Which URL would you rather paste in an email for readability's sake:

[http://maps.google.com/maps?f=d&source=s_d&saddr=Oak...](http://maps.google.com/maps?f=d&source=s_d&saddr=Oak+Green+Way,+Tampa,+Hillsborough,+Florida+33611&daddr=Smith+Pl,+Cheyenne,+WY+82009&hl=en&geocode=FZJtqQEdxTEV-
ympXLQz69zCiDHqS10ETBtlnA%3BFZ89dAIdGE7B-SkH3oAMlztvhzEnHIxvn-l-
zg&mra=pe&mrcr=0&sll=34.526616,-93.626595&sspn=19.931717,39.331055&ie=UTF8&ll=34.560859,-93.427734&spn=19.923224,39.331055&t=h&z=5)

or

<http://tr.im/Gw8B>

In context, the recipient should have no problem anticipating the URL's end
point (i.e., you probably just wrote something like, "here are some directions
to my house:"), but using the shortened URL makes the email much more readable
and prevents any potential screwy scrolling issues that might be caused by an
ultra unwieldy URL borking their email software.

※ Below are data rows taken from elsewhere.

PR #14599, opened 2026-07-21
feat(ui): move root-span scoping into the filter condition

### LINKED ISSUE #14497: [tracing] make root span filtering part of the span filter DSL

RogerHYang:
Builds on #14553 and #14598, which are now merged. Resolves #14497.

The spans table scoped itself to root spans through a `rootSpansOnly` boolean that lived beside the filter rather than inside it. That split kept filters from being shareable, made the agent manipulate two fields instead of one, and left the orphan-vs-strict choice in a settings popover disconnected from the filter it modified. Root scoping is now part of the filter condition, and the boolean is gone as UI state.

## What changes for users

- The spans table starts at `parent_id is None`—the same strict-root population it showed before, now visible and editable in the filter field.
- The Root Spans / All toggle is removed. Autocomplete offers `parent_id is None` for strict roots and `parent_span is None` to also count spans whose parent was not ingested.
- The dataset evaluator spans view also defaults to strict roots.
- Applied filters are persisted as a single `spanFilterCondition` query parameter, so filtered views survive reloads and can be shared. Root scoping travels inside that condition, leaving no second URL value that could disagree with it.
- A URL condition takes precedence over a view's default. Clearing writes an explicit empty parameter because an absent parameter means that the view should seed its own default.
- Mount-time defaults are not written to the URL or recent-search history. The spans and traces tabs therefore keep their different defaults—strict roots versus all spans—without imposing one on the other. A filter the user applies remains shared across the tabs.
- Filter writes use `replace`, so edits do not add browser-history entries.
- The “treat orphan spans as roots” setting and its otherwise-empty configuration popover are removed. Orphan handling is now expressed by choosing between the two predicates.

## How URL restoration works

Restoring an arbitrary condition crosses the URL, editor draft, server validation/root-scope analysis, and Relay rows. One `SpanFilterSeed` carries the settled condition and root-scope result used by both the preload and table.

- Empty conditions and the two exact built-in root predicates are classified locally and load immediately.
- Other URL conditions render in `PendingSpanFilter` and are validated before a table query is issued. Once settled, the first Relay query already carries the validated condition; no provisional unfiltered page is fetched or rendered.
- Rejected syntax remains visible and editable while the strict-root fallback is loaded without replacing the rejected URL value.
- A validation transport failure is not treated as a rejection. The table remains unloaded and an alert offers Retry for the unchanged condition.
- Validation and root-scope results are cached per `(project, condition)` for the browser session. Failed requests are removed from the cache so retries can run.
- After mount, each table owns live time-range and filter refetches rather than allowing a parent preload to replace its connection.

`$filterCondition` determines which rows are returned. `$rootSpansOnly` survives only as a presentation flag selecting cumulative versus per-span metric fields.

## Why `rootSpansOnly` stops reaching the spans query

The spans fragment previously passed `rootSpansOnly` alongside `filterCondition`, and the resolver applied both. Once root scoping is expressed in the condition, that creates two independent definitions and the stricter one silently wins: `parent_span is None` combined with strict `rootSpansOnly` drops the orphans the condition requested.

The table therefore consumes the existing `analyzeSpanFilterCondition` result from #14598 during validation and does not pass `rootSpansOnly` or `orphanSpanAsRootSpan` as row filters. The inferred boolean is used only to select cumulative or per-span metric fields.

## PXI

`set_spans_filter` now takes `condition` alone in both the tool schema and client action. Its description and prompt instructions teach both root predicates and warn against root-scoping filters aimed at nested spans, such as LLM/tool kinds, inner-span errors, or leaf annotations.

The prompts also stop equating root predicates with one row per trace. Fragmented or partially ingested traces can have multiple roots, so row count is not necessarily trace count.

`ChatContext.rootSpansOnly` is removed from `ProjectContext` in the generated Python and TypeScript clients. Both version-skew directions remain accepted: a new server ignores the old optional field, and an old server accepts its omission. The field represented browser UI state whose only real producer is the frontend shipped with the server.

## Pagination hardening

`Project.sessions` now requires a positive `first` argument instead of defaulting to 30. This prevents an explicit `first: null` from reaching the resolver and dropping the SQL limit. The wrapped project-span, project-session, and trace-span resolver signatures now use non-optional `first` values and apply their limits unconditionally.

## Verification

Coverage includes:

- local classification of empty, strict-root, and orphan-aware seeds
- validation result caching, transport failures, and retry behavior
- filter-field mount settlement versus user-applied changes
- Relay-mocked spans-table seed integration
- URL precedence, explicit clearing, and tab-default isolation
- required forward pagination for project sessions


app/src/pages/project/spanFilterRootScope.ts
```diff
@@ -0,0 +1,67 @@
...
+            }
+          }
+        }
+      }
+    `,
+    { condition, id: projectId }
+  ).toPromise();
+  return (
+    response?.project?.analyzeSpanFilterCondition?.selectsRootSpansOnly ?? null
+  );
```
mikeldking: this feels oddly expensive way to do this, also the thing under test is the condition, not the fetch. The naming is off.

app/src/pages/project/spanFilterRootScope.ts
```diff
@@ -0,0 +1,67 @@
...
+ * the result only if every other branch is scoped too, which no amount of
+ * substring matching can tell you.
+ *
+ * Returns `null` when the answer cannot be obtained, so callers can keep
+ * whatever they last resolved rather than flipping the columns on a hiccup.
+ */
+export async function fetchSelectsRootSpansOnly(
+  condition: string,
+  projectId: string
+): Promise<boolean | null> {
```
mikeldking: use object destructuring always - positional is not good, expecially with two strings.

That's just one non-microblogging use case for one site that spits out very
long dynamic URLs -- there are many use cases for many sites.

TinyURL, et. al. certainly did (and continue to) solve a problem, imho. And
they've become even more useful for microblogging sites like Twitter, on which
character limit constraints (which essentially defines that type of service)
require that URLs be shortened.

[EDIT: I know HN auto truncated that Google Maps URL, but it is a 355
characters long -- and most email software (my use case) wouldn't auto
truncate the URL in the same way. So readability would be negatively affected
for the recipient by using the long URL instead of the short one.]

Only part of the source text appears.